Instructions for the task: Within this material, find every line where the string "Accept" appears, and copy it out.

Data under study:
PR #200, opened 2018-04-20
Test behavior on remote backend

guruhegde:
As discussed in #758, this is still work in progress, not ready yet. I would like to get some feedback and guidance.


guruhegde:
Problem I see:  on_SIGCHLD handler is called while tcp server is still running.(I verified this with checking the running process in terminal). But SIGCHLD is received only after child exits. Here forked process is replaced with server process using execl call. Does that send SIGCHLD signal? 

Next in on_SIGCHLD function, waitpid returns child process id that means child doesn't exist.
Can you help me understand this?

xapian-core/tests/harness/backendmanager.cc
```diff
@@ -264,6 +264,11 @@ BackendManager::clean_up()
 {
 }
 
+void
+BackendManager::killall_server()
+{
+}
```
ojwb: If there's no implementation for the current backend, doing nothing isn't a good option - better to throw an exception so we quickly see if testcases requiring this feature are run with backends which we don't support it for.

xapian-core/tests/harness/backendmanager_remotetcp.cc
```diff
@@ -404,3 +404,22 @@ BackendManagerRemoteTcp::clean_up()
     }
 #endif
 }
+
+void
+BackendManagerRemoteTcp::killall_server()
+{
+    for (unsigned i = 0; i < sizeof(pid_to_fd) / sizeof(pid_fd); ++i) {
```
ojwb: This needs wrapping with `#ifdef HAVE_FORK` (currently the CI appveyor builds fail because of this).

It'd be good to implement this for the `__WIN32__` case too - I think that would require noting down `procinfo.hProcess` above so we can use that to kill the child process here with `TerminateProcess()` or something.  Perhaps that's better left until we have per-server killing, but while it's not implemented we should throw an exception for that case rather than quietly doing nothing.

ojwb:
> There are actually two process(out of which one is in zombie state, so that caused SIGCHLD signal)

The zombie state means the process no longer exists, but there's still an entry in the OS process table for it so that its exit status can be read by its parent process:

https://en.wikipedia.org/wiki/Zombie_process

When there's only a zombie process entry for a child process, the OS will deliver `SIGCHLD` to the parent, and in our case that runs `on_SIGCHLD()` which calls `waitpid(-1, &status, WNOHANG)` repeatedly to get reap any zombies and remove corresponding entries from `pid_to_fd[]`.

I think the underlying issue here is that `xapian-tcpsrv --one-shot` still calls `fork()` rather than just servicing the connection in the parent process.  When servicing multiple requests we want a child process for each so they can be handled in parallel, but that's not necessary for `--one-shot` mode, and it's unhelpful here as it means the child of the test program isn't the process actually servicing the request.

guruhegde:
I made changes to execute server kill. Kill interface still doesn't take any backend.  I guess we can modify them later. Let me know if I can do any change on this.

What test cases should I cover? Most of them like we did for `close()`?

guruhegde:
Sorry, I was updating commit message of last few, by mistake rebased everything.

xapian-core/tests/harness/backendmanager_remotetcp.cc
```diff
@@ -79,6 +79,9 @@ struct pid_fd {
 
 static pid_fd pid_to_fd[16];
```
guruhegde: any other way to avoid global variable?

xapian-core/net/tcpserver.h
```diff
@@ -105,6 +105,11 @@ class XAPIAN_VISIBILITY_DEFAULT TcpServer SOCKET_INITIALIZER_MIXIN {
     /** Accept a single connection, service requests on it, then stop.  */
     void run_once();
 
+    /** Function overload to call fork-based implementation.
+     *  Accept a single connection, service requests on it in a child process,
+     *  then stop.  */
+    void run_once(bool);
```
guruhegde: I used this trick to make a minimum change to make it work(so I don't break anything). Please suggest if you have a clean fix in mind.

ojwb: I think it's better to refactor it so the forking is handled outside of `run_once()` (which then means that `run_once()` would then works the same way cross-platform).  I've pushed that change as 4ae447e7382ff4983fe15d02663b28edc01d3479 so you can just drop this commit.

xapian-core/tests/harness/backendmanager_remotetcp.cc
ojwb: It is at least `static`, so it's only global for this one source file.

It needs to be accessible from the `SIGCHLD` handler and from the code which launches new `xapian-tcpsrv` processes, and the only argument that a signal handler gets passed is the signal number, so we can't arrange to pass in a pointer to a structure.

We could have a function which returned a pointer to a structure which was static within that function, but that doesn't seem to really make things cleaner, it just adds a wrapper layer which makes things less clear if anything.

I'd say that when you're dealing with signal handlers and the like, the code is inevitably low level system programming, and a global variable isn't such a bad thing when what's being represented is (as here) information which is naturally a singleton (it wouldn't make sense to have two different `pid_to_fd` structures).

ojwb:
I think this work is both interesting and useful (I wouldn't be at all surprised if it uncovers at least one bug in handling a remote server dying as that's not a case which gets much exercise), but for now I think let's focus on your GSoC project.

Once I've cleared the pile of patches to review I'll look over this again.  And if you find you can't progress on the GSoC project because you're waiting for us, feel free to work on this some more (but do first make sure we're aware you're blocked!)

guruhegde:
> Probably worth just trying that to see by search-and-replace. 

I had tried this and there was some issue. But with GSoC project, I didn't pursue this. Will work on this in couple of weeks.

guruhegde:
> BTW I fixed this in 4ae447e back in April.

I am aware of this, have pulled that commit. The problem was something related new exception. The expected exception was not happening. I really don't remember the details. Will update soon.

guruhegde:
Testcase shown until point where it fails:
```
// Test WritableDatabase methods.
 DEFINE_TESTCASE(closedb7, writable) {
     Xapian::WritableDatabase db(get_writable_database());
     db.add_document(Xapian::Document());
     /* db.close(); */
     kill_server();
 
     // Since we can't make any changes which need to be committed,
     // db.commit() is a no-op, and so doesn't have to fail.
     try {
         db.commit();
     } catch (const Xapian::NetworkError &) {
     }
 
     TEST_EXCEPTION(Xapian::DatabaseError,
                    db.add_document(Xapian::Document()));
     
     return true;
 }
```
Here, db.commit() is throwing NetworkError as expected and caught in the catch block. 
`db.add_document()` call is throwing this error:
```
unning test: closedb7... POSSIBLE UNRELEASED MEMORY - RETRYING TEST NetworkError: write failed (context: remote:tcp(127.0.0.1:1239)) (Broken pipe)
Expecting exception DatabaseError
```
This error is different from usual `NetworkError: Connection closed unexpectedly`.  So failure is at different point in code I guess.

When `DatabaseError` is replaced with `NetworkError`, TEST_EXCEPTION is not successful. It gives 
this error:
`Running test: closedb7... DatabaseError: Database has been closed
Expecting exception NetworkError`
I didn't understand this behavior. Any idea why this is happening and how to go about this?

guruhegde:
Another testcase I would like to discuss:

```
DEFINE_TESTCASE(closedb10, writable && metadata) {
     Xapian::WritableDatabase db(get_writable_database());
     db.set_metadata("foo", "FOO");
     db.set_metadata("bar", "BAR");
     /* db.close(); */
     kill_server();
 
     TEST_EXCEPTION(Xapian::NetworkError,
                    db.set_metadata("test", "TEST"));
     TEST_EXCEPTION(Xapian::NetworkError,
                    db.get_metadata("foo"));
     TEST_EXCEPTION(Xapian::NetworkError,
                    db.get_metadata("foo"));
     TEST_EXCEPTION(Xapian::NetworkError,
                    db.metadata_keys_begin());
 
     return true;
 }
```
This gives following error:
```
Running test: closedb10... POSSIBLE UNRELEASED MEMORY - RETRYING TEST FAILED
Expecting exception NetworkError
api_closedb.cc:501: Expected "Xapian::NetworkError"

./apitest backend remotetcp_glass: 0 tests passed, 1 failed.
```
I replaced only first `TEST_EXCEPTION` with `try` and `catch` block and test case pass. `NetworkError`  exception thrown by  `db.set_metadata()`  failed with `TEST_EXCEPTION`.

Passing version:
```
DEFINE_TESTCASE(closedb10, writable && metadata) {
     Xapian::WritableDatabase db(get_writable_database());
     db.set_metadata("foo", "FOO");
     db.set_metadata("bar", "BAR");
     /* db.close(); */
     kill_server();
 
     try {
         db.set_metadata("test", "TEST");
     } catch (Xapian::NetworkError &) {
     }
 
     /* TEST_EXCEPTION(Xapian::NetworkError, */
                    /* db.set_metadata("test", "TEST")); */
     TEST_EXCEPTION(Xapian::NetworkError,
                    db.get_metadata("foo"));
     TEST_EXCEPTION(Xapian::NetworkError,
                    db.get_metadata("foo"));
     TEST_EXCEPTION(Xapian::NetworkError,
                    db.metadata_keys_begin());
 
     return true;
```
Any explanation?

guruhegde:
Testcase `closedb1` also gives  error: `NetworkError: write failed (context: remote:tcp(127.0.0.1:1239)) (Broken pipe)`.  But `closedb1` is relatively long testcase and requires changing at multiple places, I didn't test further. Once we know the behavior of above two failed testcases, I will test `closedb1`.

Apart from that all other testcases where `remote_tcp` backend is used, replacing action and expected exception works. 
For the rest of the backend types, we get `InvalidOperationError: Server kill operation not supported for non-remotedatabase type`  as expected. So we need to skip testing for non-remote backend type and `remoteprog_glass` type.

ojwb:
For closedb7, it looks to me like it fails with `DatabaseError` when run initially, but when rerun by the testharness it fails with `NetworkError`.  On the first run you show:

```
Running test: closedb7... POSSIBLE UNRELEASED MEMORY - RETRYING TEST NetworkError: write failed (context: remote:tcp(127.0.0.1:1239)) (Broken pipe)
Expecting exception DatabaseError
```

So it passes, but the test harness sees (via the valgrind integration) that some memory has been allocated but not released for which there's still a pointer to the memory.  This can simply be due to some lazy allocation either in Xapian or a library it uses (e.g. the first call to the libc DNS resolver might cause some data structures to be allocated), but it could also be a genuine memory leak, so what the test harness does in this case is to rerun the same testcase and see if more memory is allocated (that would very strongly suggest a leak) or not (which probably means that it was just some lazy allocation).

So when you change the expected exception class, you're changing which of the two runs it fails on.

I'm not sure why it behaves differently on each run - I'd say that's a bug, though not sure if it's in the library or the test harness.

It looks like closedb10 is similar, but throws `NetworkError` on the first try and doesn't throw on the second, which seems likely to be connected.  I'd guess closedb1 could well be related too.

ojwb:
> Should I file a bug with this behavior?

Please do, unless you can work out what is causing it and come up with a fix.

Answer to the exercise:
     /** Accept a single connection, service requests on it, then stop.  */
+     *  Accept a single connection, service requests on it in a child process,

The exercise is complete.